Although this approach (if I interperted correctly) draws different conclusions from time interaction, it is still very valuable.
Correct. Interpretation is key. Testing the beta-div significance is an important step because it will basically tell you if there are any microbe log-ratios that separate by your phenotype of interest. At the end of the day, the final test is to use the feature rankings along an axis of subject separation to choose log-ratios, which can go directly into an LME model as the response variable (see here for example).
Don't hesitate to ask more questions if you have them, thanks for using the tool!
When I compare phenotype group by axis using the output distance matrix, I get some separation by phenotype in PC1. However, when I use the SampleTrajectory output, the separation is along PC2, which has almost the same numbers as PC1 from the distance matrix. My question is, if I want to use feature rankings from the FeatureTrajectory output to choose log ratios, should I choose PC1 or PC2?
fAlso, for plotting trajectories (similar to https://www.sciencedirect.com/science/article/pii/S2666634021002038), would you reccommend using the axis values of the distance matrix or of the SampleTrajectory? Is their a way to extract the proportion explained by axis from the SampleTrajectory?
Great question! There are two types of outputs from CTF that you are describing and could use for the log-ratios:
Subject level subject_biplot.qza (this is what is used in the tutorial)
This is a biplot where the sample (dot) in the plot are subjects and the separation is based on how they differ in the microbial dynamics across time (or whatever repeated measure - could also be space). The arrows in this biplot are the features (microbes in this case) that best separate the subjects, since this is a compositional biplot you want the ratio of arrows pointing in different directions.
For most purposes, there are a few groups of subjects based on phenotype that will separate best by some PC axis in the subject biplot. It is that axis that you want to use in Qurro and for ranking features to choose in log-ratios.

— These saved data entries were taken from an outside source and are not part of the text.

PR #331, opened 2015-01-20
fish getopts plugin

bucaran:
## Tests

Tests are implemented via [Oh-My-Fish](https://github.com/bpinto/oh-my-fish) spec runner _fish-spec_.

## Premise
Every utility / function needs to handle arguments. What usually happens is that every function does all the grunt work to parse `$argv` itself, and while some patterns do tend to recur, it's different almost every time. Enter fish `getopts`.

Sometimes the time/space component is more complicated, like in infant development, so you may want to really dig into the dynamics. The state_subject_ordination can show you the trajectory over time across each PC (you can view this in a Q2 volatility plot). Moreover, the ratio of features that best separates the groups across time may not be static due to microbial successions over time. In this case, find the PC that separates your subjects by the given phenotype of interest in the volatility plot. Then the state_feature_ordination will give a ranking of all the features along each PC axis at each time point (while still taking into account the repeated measures) which can be used to choose your log-ratios. We used this kind of approach in the infant seeding paper you mentioned and in the ECAM dataset in the original paper. You can see this done in both the ECAM and DIABIMMUNE CodeOcean notebooks in 2.0-ordination-plotting.ipynb in the fourth cell (we also look at how many features we need to sum in the numerator and denominator so we don't loose samples). To do this you may want the .qza as a CSV/TSV file which you can export as so in the API/CLI:
import qiime2 as q2
import pandas as pd
# export to DF
feature_trajectory = q2.Artifact.load('path/to/state_feature_ordination.qza').view(pd.DataFrame)
feature_trajectory.to_csv('path/to/state_feature_ordination.csv')
subject_trajectory = q2.Artifact.load('path/to/state_subject_ordination.qza').view(pd.DataFrame)
subject_trajectory.to_csv('path/to/state_subject_ordination.csv')
I would like to add another question, if that's possible
We said one could test PERMANOVA based on ctf distance matrix and search whether there is a difference between groups across all samples (e.g., across all time points). Would it be necessary to include "time" as a variable in the Adonis function, or does it influence is taken into account during the ctf?